THE RECORDS section start

PR #1109, opened 2019-04-30
new enum validator for string properties

jhiben:
Hi Jeremy,

I have noticed that there isn't any built-in validator to match a string value against the names of an enum. It's common (in web apis for example) to serialize an enum as its name instead of its underlying value (it's a lot more meaningful for the client). 

I came accross this kind of validation in one of my projects, so I thought it would be interesting to share my code with you.

### DIFF
--- a/src/FluentValidation.Tests/StringEnumValidatorTests.cs
+++ b/src/FluentValidation.Tests/StringEnumValidatorTests.cs
@@ -67,5 +67,16 @@
 			var result = _caseInsensitiveValidator.Validate(new Person { GenderString = "invalid" });
 			result.Errors.Single().ErrorMessage.ShouldEqual("'Gender String' has a range of values which does not include 'invalid'.");
 		}
+
+		[Fact]
+		public void When_enumType_is_null_it_should_throw() {
+			Assert.Throws<ArgumentNullException>(() => new TestValidator { v => v.RuleFor(x => x.GenderString).IsEnumName(null) });
+		}
+
+		[Fact]
+		public void When_enumType_is_not_an_enum_it_should_throw() {
+			var exception = Assert.Throws<ArgumentOutOfRangeException>(() => new TestValidator { v => v.RuleFor(x => x.GenderString).IsEnumName(typeof(Person)) });
+			exception.Message.ShouldEqual("The type 'Person' is not an enum and can't be used with IsEnumName.\r\nParameter name: enumType");
+		}
 	}
 }
--- a/src/FluentValidation.Tests/StringEnumValidatorTests.cs
+++ b/src/FluentValidation.Tests/StringEnumValidatorTests.cs
@@ -1,5 +1,4 @@
-﻿namespace FluentValidation.Tests
-{
+﻿namespace FluentValidation.Tests {
 	using System;
 	using System.Collections.Generic;
 	using System.Linq;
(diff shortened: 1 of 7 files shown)


JeremySkinner:
Thanks for the suggestion. I’m trying to avoid adding any new core validators as getting the error message translated into all supported language is a very big undertaking. 

Let me have a think about this.

JeremySkinner:
I thought about this yesterday...I think the best thing to do would be to use the existing error message from the `EnumValidator` rather than having a new mesasge, so we don't have to re-translate. I'll do a code review soon and then let's get this in for the next release. On initial inspection I think the main thing will be the code formatting - it needs to be consistent with the rest of the project (main thing being braces should be at the end of line).

src/FluentValidation.Tests/StringEnumValidatorTests.cs
```diff
@@ -0,0 +1,84 @@
+﻿namespace FluentValidation.Tests
+{
```
JeremySkinner: All braces should be at the end of the previous line for consistency with the rest of the project.

src/FluentValidation.Tests/StringEnumValidatorTests.cs
```diff
@@ -0,0 +1,84 @@
...
+		public void When_the_property_is_initialized_with_null_then_the_validator_should_be_valid()
+		{
+			_validator.Validate(new Person { GenderString = null }).IsValid.ShouldBeTrue();
+		}
+
+		[Fact]
+		public void When_validation_fails_the_default_error_should_be_set()
+		{
+			var result = _validator.Validate(new Person { GenderString = "invalid" });
+			result.Errors.Single().ErrorMessage.ShouldEqual("'Gender String' has names which do not include 'invalid'.");
```
JeremySkinner: Expected message will need updating to match the `EnumValidator` message.

src/FluentValidation/DefaultValidatorExtensions.cs
```diff
@@ -1085,5 +1085,32 @@ public static class DefaultValidatorExtensions {
 			action(innerValidator.RuleForEach(x => x));
 			return ruleBuilder.SetValidator(innerValidator);
 		}
+
+		/// <summary>
+		/// Defines a enum value validator on the current rule builder that ensures that the specific value is a valid enum value.
```
JeremySkinner: This will need updating to clarify that it's operating against the enum's name rather than the value.

src/FluentValidation/DefaultValidatorExtensions.cs
```diff
@@ -1085,5 +1085,32 @@ public static class DefaultValidatorExtensions {
...
+		/// <summary>
+		/// Defines a enum value validator on the current rule builder that ensures that the specific value is a valid enum value.
+		/// </summary>
+		/// <typeparam name="T">Type of Enum being validated</typeparam>
+		/// <typeparam name="TProperty">Type of property being validated</typeparam>
+		/// <param name="ruleBuilder">The rule builder on which the validator should be defined</param>
+		/// <param name="enumType">The enum whose the string should match any name</param>
+		/// <param name="caseSensitive">If the comparison between the string and the enum names should be case sensitive</param>
+		/// <returns></returns>
+		public static IRuleBuilderOptions<T, string> IsEnumName<T>(this IRuleBuilder<T, string> ruleBuilder, Type enumType, bool caseSensitive)
```
JeremySkinner: We don't need 2 overloads for this. If `caseSensitive` is made an optional parameter with a default value then we only need a single overload.

src/FluentValidation/Resources/Languages/EnglishLanguage.cs
```diff
@@ -46,6 +46,7 @@ internal class EnglishLanguage : Language {
 			Translate<EmptyValidator>("'{PropertyName}' must be empty.");
 			Translate<NullValidator>("'{PropertyName}' must be empty.");
 			Translate<EnumValidator>("'{PropertyName}' has a range of values which does not include '{PropertyValue}'.");
+			Translate<StringEnumValidator>("'{PropertyName}' has names which do not include '{PropertyValue}'.");
```
JeremySkinner: Let's remove this message and use the `EnumValidator` message instead, so re-translation isn't necessary.

src/FluentValidation/Resources/Languages/FrenchLanguage.cs
```diff
@@ -46,6 +46,7 @@ internal class FrenchLanguage : Language {
 			Translate<EmptyValidator>("'{PropertyName}' devrait être vide.");
 			Translate<NullValidator>("'{PropertyName}' devrait être vide.");
 			Translate<EnumValidator>("'{PropertyName}' a une plage de valeurs qui n'inclut pas '{PropertyValue}'.");
+			Translate<StringEnumValidator>("'{PropertyName}' a des membres qui n'incluent pas '{PropertyValue}'.");
```
JeremySkinner: Let's remove this message and use the `EnumValidator` message instead, so re-translation isn't necessary.

src/FluentValidation/Validators/StringEnumValidator.cs
```diff
@@ -0,0 +1,35 @@
...
+	{
+		private readonly Type _enumType;
+
+		private readonly bool _caseSensitive;
+
+		public StringEnumValidator(Type enumType) : this(enumType, false)
+		{
+		}
+
+		public StringEnumValidator(Type enumType, bool caseSensitive) : base(new LanguageStringSource(nameof(StringEnumValidator)))
```
JeremySkinner: Re-use the EnumValidator message with `new LanguageStringSource(nameof(EnumValidator))`

src/FluentValidation/Validators/StringEnumValidator.cs
```diff
@@ -0,0 +1,35 @@
...
+		{
+			_enumType = enumType;
+			_caseSensitive = caseSensitive;
+		}
```
JeremySkinner: We need to check that the supplied type is an enum type, which would be best done in the constructor here. Perhaps throw an exception with the message "The type '{type.Name}' is not an enum and can't be used with IsEnumName"

src/FluentValidation/DefaultValidatorExtensions.cs
jhiben: I like to separate methods into overloads with more parameters to simplify the first signature that appears within the IntelliSense, but all right for the optional parameter.

The most common way to send data over web apis nowadays is JSON, and JSON data is often camelCase. That's why I thought case insensitive by default would be less surprising. But with the optional parameter the default value will be clear, so let's go for case sensitive.

src/FluentValidation.Tests/StringEnumValidatorTests.cs
jhiben: There are several places in the code where the braces are not aligned correctly. Do you mind if I format some of them too?

JeremySkinner: Are they in files being modified by this PR? If so, then sure - that'd be great. If not then let's leave them for now, so that this PR can stay focussed on the one issue.

src/FluentValidation/Validators/StringEnumValidator.cs
```diff
@@ -0,0 +1,41 @@
...
+	using System.Reflection;
+	using FluentValidation.Internal;
+	using Resources;
+
+	public class StringEnumValidator : PropertyValidator {
+		private readonly Type _enumType;
+
+		private readonly bool _caseSensitive;
+
+		public StringEnumValidator(Type enumType) : this(enumType, false) {
```
JeremySkinner: Let's get rid of this constructor as the default is now specified as `true` in the extension method.

JeremySkinner:
I've made the following changes:
- Added license header
- Fix broken test (was failing on linux due to differences in line endings - use Environment.NewLine instead)

jhiben:
Great! And thanks for the NewLine change.

JeremySkinner:
This is now live in 8.4.0. Needs doc update at some point (#1119)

THE RECORDS section end

-- WHAT YOU WILL DO --
Nothing but the lines from the first line of the data through the line with "-67,5 +67,16 @@" should be returned, exactly as they appear, both ends included.

-- RESPONSE TO THE TASK --
PR #1109, opened 2019-04-30
new enum validator for string properties

jhiben:
Hi Jeremy,

I have noticed that there isn't any built-in validator to match a string value against the names of an enum. It's common (in web apis for example) to serialize an enum as its name instead of its underlying value (it's a lot more meaningful for the client). 

I came accross this kind of validation in one of my projects, so I thought it would be interesting to share my code with you.

### DIFF
--- a/src/FluentValidation.Tests/StringEnumValidatorTests.cs
+++ b/src/FluentValidation.Tests/StringEnumValidatorTests.cs
@@ -67,5 +67,16 @@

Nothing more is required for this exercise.